Am 07.11.07 veranstaltete die Fachhochschule Kiel bereits zum 16. Mal ihren Firmenkontakttag. Unter den 63 Ausstellern aus Deutschland und Europa waren auch Absolventen unserer Hochschule, die jetzt Nachwuchs für „ihr“ Unternehmen suchen.

 

„Nein, wir bauen keine Atomkraftwerke“, beantwortet Florian Schulz die Frage der Studenten, die vor seinem Stand der Hitachi Power Europe GmbH stehen. Geduldig steht er beim Firmenkontakttag Rede und Antwort. „Es ist schon interessant, weil man doch noch ziemlich gut im Kopf hat, wie das war als Student, wie man sich auch interessiert für Ehemalige oder auch für Firmen. Da kann man dann vielleicht ein bisschen besser drauf eingehen.“ Es ist noch gar nicht lange her, da holte sich Florian Schulz auch seine Brötchen unten in der Cafeteria, schlenderte über den Campus und besuchte Vorlesungen im Großen Hörsaalgebäude.

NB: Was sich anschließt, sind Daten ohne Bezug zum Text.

PR #1647, opened 2026-06-02
fix(tokowaka-client): use scraperConfig headers in edge optimize probe (LLMO-5280)

jindaliiita:
## Summary

- Read probe headers from `site.getConfig().getScraperConfig().headers` and merge them under the hard-coded defaults in `checkEdgeOptimizeStatus()`, so customers can add allowlist-friendly headers (e.g. a shared-secret or custom `User-Agent`) via their `scraperConfig` without any service-side code change
- Default probe headers always win on collision — `Tokowaka-AI` `User-Agent` and `fastly-debug` can never be overridden by custom config
- Default headers defined inline in the function (no module-level constant)
- Incorporates log improvements from PR #1640: `[edge-optimize-status]` structured prefix on all log messages; promotes response-status and headers-found logs from `debug` to `info` for reliable Coralogix traceability

## Root cause (LLMO-5280)

The `checkEdgeOptimizeStatus` probe used a hard-coded `User-Agent` containing `Tokowaka-AI`/`AdobeEdgeOptimize-AI`. Customer WAF/CDN rules (Akamai on careinsurance.com) blocked the probe with 403, causing the SpaceCat API to return `edgeOptimizeEnabled: false` even when edge optimize was active.

## Test plan

- [x] 769 existing tests pass with 100% line/branch/function/statement coverage
- [x] New tests: custom headers added, default wins on collision, empty scraperConfig, missing `getScraperConfig` — all verified

### DIFF
--- a/packages/spacecat-shared-tokowaka-client/src/index.js
+++ b/packages/spacecat-shared-tokowaka-client/src/index.js
@@ -1287,10 +1287,18 @@ class TokowakaClient {
       return { edgeOptimizeEnabled: true };
     }
 
+    const defaultProbeHeaders = {
+      // eslint-disable-next-line max-len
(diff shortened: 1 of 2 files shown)


sneharora1 (approved):
LGTM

Vor zwei Jahren erst schloss er sein Diplomstudium im Maschinenwesen ab. „Für mich war es gut, dass man in diesem Studiengang Maschinenbau relativ frei wählen konnte, sich das Studium nach den eigenen Interessen zusammenstellen konnte. Ich habe mir selber Praktika, Jobs und Projekt-Arbeiten im Bereich der Kraftwerkstechnik dazugesucht. Da bietet Kiel aber auch was, ich habe meine Diplomarbeit zum Beispiel hier nebenan in der Nachbarschaft im Kraftwerk geschrieben.“  

Während seines Studiums hielt der gebürtige Hannoveraner, den einst die Marine nach Kiel lockte, der Förde die Treue, aber dann packte er seine Koffer: „Ich bin dann nach Japan gegangen mit dem DAAD Graduiertenprogramm „Sprache und Praxis in Japan“. Das beinhaltet anderthalb Jahre Japan, neun Monate Sprachkurs in Japan und anschließend neun Monate Einsatz in einem japanischen Unternehmen, oder auch in einem deutschen Unternehmen in Japan.“ Ein Riesenschritt für Florian Schulz, das schwierigste war natürlich die japanische Sprache. Auch wenn die Japaner ihre Produkte in die ganze Welt verkaufen, Englisch sprechen die meisten trotzdem nicht. „Da muss man erst mal kämpfen und viel Geduld aufbringen“, erinnert sich Florian Schulz mit einem Lachen. Er hat sich durchgesetzt, nach neun Monaten Weltmetropole Tokio ging es aufs Land, ein echtes Kontrastprogramm. In der Nähe von Hiroshima arbeitet er in einem Partnerunternehmen von Hitachi Power Europe, eine Zeit die er wirklich nicht missen möchte. „Ich denke auf lange Sicht bringt so ein Auslandsaufenthalt sehr viel, vor allem interessante Kontakte, bei uns im Konzern und in die gesamte Wirtschaft Japans, aber auch Deutschlands. Wir waren 14 Personen in dem Programm, ich halte noch heute Kontakt zu ehemaligen und zu aktuellen Teilnehmern.“  

Der Schritt zurück nach Deutschland war willkommen, so spannend und interessant so ein Auslandsaufenthalt auch sei, so nett sei es, wieder da zu sein. Was für ein schönes Land Deutschland ist, habe er vor allem in Japan gelernt, meint Florian Schulz. Beruflich hat sich sein Ausflug in jedem Fall gelohnt, seit einem halben Jahr arbeitet er als junge Führungskraft bei Hitachi Power Europe, mit guten Aufstiegschancen. Kein Wunder, jetzt helfen ihm seine Erfahrungen mit der Japanischen Unternehmenskultur und das „Konnichiwa“ - Guten Tag auf Japanisch - kommt ihm ganz selbstverständlich mit einem höflichen Lächeln von den Lippen.